Life is a series of preparations. As a toddler, you prepare for preschool. Preschool prepares you for elementary school, which prepares you for high school, which prepares you for college, which ultimately prepares you for work in the “real world” and the abstract notion of life. What's next? Retirement. Then death. This is the general trend of life.
I have never before had to deal with the death of someone close to me. Though I’ve had tribulations, they were not life-altering events: My great aunt, whom I did not know, passed away; arguments always subsided and resolved; and my high school volleyball coach recovered from breast cancer after months of chemotherapy. While grief has grazed me in the past, these encounters with almost-tragedies left me unprepared for the present.

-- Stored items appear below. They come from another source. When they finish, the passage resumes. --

PR #1012, opened 2025-04-10
Fixed expectRevert being applied to calls to cheatcodes

### LINKED ISSUE #993: Align `expectRevert` and `prank` behavior with Foundry
At the moment, Kontrol has a strict requirement on the `vm.prank` and `vm.expectRevert` ordering and is not mirroring Foundry behavior. Kontrol reports the first test as failing but Foundry doesn't:
```
    function test_SetNumber_reverts() public {
        vm.expectRevert();
        vm.prank(address(0x11));
        counter.setNumberOwner(1);
    }

    function test_SetNumber_reverts_reordered() public {
        vm.prank(address(0x11));
        vm.expectRevert();
        counter.setNumberOwner(1);
    }
```

A client also mentioned that sometimes teams will put an external call inside the expect revert to get some state so having the prank afterward avoids pranking on the view call.

lisandrasilva:
This PR fixes the `expectRevert` cheatcode implementation. According to the Foundry documentation: 

> After calling expectRevert, calls to other cheatcodes before the reverting call are ignored.
This means, for example, we can call `prank` immediately before the reverting call.

In the previous implementation, the call to the cheatcode was being ignored in the sense that was not being executed. This PR still executes cheatcode calls but does not check if these calls revert or not. 

Fixes #993.


src/kontrol/kdist/cheatcodes.md
```diff
@@ -579,12 +567,13 @@ WThe `#checkRevert` will be used to compare the status code of the execution and
...
          <k> #next [ _OP:CallOp ] ~> (.K => #checkRevert ~> #updateRevertOutput RETSTART RETWIDTH) ~> #execute ... </k>
          <callDepth> CD </callDepth>
-         <wordStack> _ : _ : _ : _ : _ : RETSTART : RETWIDTH : _WS </wordStack>
+         <wordStack> _ : ACCTTO : _ : _ : _ : RETSTART : RETWIDTH : _WS </wordStack>
          <expectedRevert>
            <isRevertExpected> true </isRevertExpected>
            <expectedDepth> CD </expectedDepth>
            ...
          </expectedRevert>
+         requires ACCTTO =/=Int #address(FoundryCheat)
```
anvacaru, line 576: Does this check also have to be added to the rule `[foundry.set.expectrevert.2]` below?

lisandrasilva: Do you think it's possible/likely to delegate a call to the cheatcode address?

anvacaru: I looked into this and wrote two tests, one for `delegatecall` and one for `staticcall` calling a cheatcode. 

The assertion at the end fails for `delegatecall`, whereas it does not fail for `staticcall`.

```Solidity
    function testDelegatecallCheatcodeReverts() external {
        (bool success, ) = VM_ADDRESS.delegatecall(
            abi.encodeWithSignature("roll(uint256)", 1337)
        );
        assertTrue(success);
        assertEq(block.number, 1337);
    }

    function testStaticcallcallCheatcode() external view {
        (bool success, ) = VM_ADDRESS.staticcall(
            abi.encodeWithSignature("roll(uint256)", 1337)
        );
        assertTrue(success);
        assertEq(block.number, 1337);
    }
 ```

So maybe it's worth adding the rule to cover `staticcall` for now. Next, in another issue/PR, we should check that Kontrol has the same behavior and ensure that delegating into `VM_ADDRESS` does not execute the cheat code.

Comment (palinatolmach) [reply src/kontrol/kdist/cheatcodes.md:576]: I think it sounds good! Let's add a rule for `staticcall` here, and ensure that Kontrol behaves similarly wrt `delegatecall` as a follow-up.

Comment (lisandrasilva) [reply src/kontrol/kdist/cheatcodes.md:576]: Will do it! 
I also tried the following tests with Foundry:
```solidity
function testIncrementAsNotOwner_2() public {
        vm.expectRevert(Unauthorized.selector);
        (bool success, ) = VM_ADDRESS.delegatecall(
            abi.encodeWithSignature("roll(uint256)", 1337)
        );
        upOnly.increment();
    }
```
And this test is passing when it shouldn't, since the function does not revert as expected. On the other hand, the following test fails:
```solidity
function testIncrementAsNotOwner_3() public {
        vm.expectRevert(Unauthorized.selector);
        (bool success, ) = VM_ADDRESS.delegatecall(
            abi.encodeWithSignature("roll(uint256)", 1337)
        );
        vm.prank(address(0));
        upOnly.increment();
    }
```
It seems that `delegatecall` to `VM_ADDRESS` clears the `expectRevert` cheatcode.

palinatolmach (approved):
Looks good, and I think it's reasonable leave the `delegatecall` investigation to a follow-up PR.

I feel somber thinking about the situation, but whenever I see my aunt she has a smile on her face. It is a smile that gives me a new perspective: sometimes, I am too busy to enjoy life and forget simple joys. I understand that is okay to feel sad, and that I should not allow the sorrow to permeate the atmosphere. Her smile tells me that I should look on the brighter side of things and be productive, get things done, rather than sulk around and dwell on the pessimistic.
My aunt's sanguine demeanor is a lesson that I will carry in my mind from now on. Unpleasant events are out of human control, and it is necessary to accept the good along with the bad. As the protagonist of the unsuccessful existential comedy, “I Heart Huckabees,” remarks, "No manure, no magic."
Jeanne Dang '10 is a Crimson design editor in Eliot House.